Statistical mechanics of self-gravitating systems in general relativity: I. The quantum Fermi gas

TL;DR

This paper develops a formalism for understanding the equilibrium states of self-gravitating fermionic systems in general relativity, connecting thermodynamics, stability, and equations of state, with applications to astrophysical objects.

Contribution

It extends previous work by providing a comprehensive formalism for self-gravitating systems in general relativity, explicitly considering fermions and their thermodynamic properties.

Findings

Derived equations for self-gravitating fermions in general relativity.

Showed the nonrelativistic limit recovers Newtonian results.

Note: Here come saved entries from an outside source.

Issue #821, opened 2026-07-29
This is 100% fakematch


Antidote:
This project is completely wrong, every single function I've looked at is fake matched. You're not taking into account that they used C++ as evidenced by the name mangling.

`_ZN9ActorBasenwEj -> ActorBase::operator new(unsigned int)`

tangosdev:
Can you direct me to a function within the project that is wrong?

Antidote:
> Can you direct me to a function within the project that is wrong?

Every, single, one.

tangosdev:
Can I have a specific example?

Antidote:
Pick one, I'll let you have a choice, pick a function and I'll tell you 5 different ways it's a fakematch.

andrewboudreau:
how about, https://github.com/tangosdev/sm64ds-decomp/tree/main/src/engine/fader

GGameMii:
> Pick one, I'll let you have a choice, pick a function and I'll tell you 5 different ways it's a fakematch.

Soo uhh where's the 5 different ways?

Antidote:
1) Name manging, C++
2) incorrect return types
3) forced generation of register usage
4) Incorrect input argument types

Discussed ensemble inequivalence and stability criteria.

Abstract

We develop a general formalism to determine the statistical equilibrium states of self-gravitating systems in general relativity and complete previous works on the subject. Our results are valid for an arbitrary form of entropy but, for illustration, we explicitly consider the Fermi-Dirac entropy for fermions. The maximization of entropy at fixed mass-energy and particle number determines the distribution function of the system and its equation of state. It also implies the Tolman-Oppenheimer-Volkoff equations of hydrostatic equilibrium and the Tolman-Klein relations. Our paper provides all the necessary equations that are needed to construct the caloric curves of self-gravitating fermions in general relativity as done in recent works. We consider the nonrelativistic limit $c\rightarrow +\infty$ and recover the equations obtained within the framework of Newtonian gravity. We also discuss the inequivalence of statistical ensembles as well as the relation between the dynamical and thermodynamical stability of self-gravitating systems in Newtonian gravity and general relativity.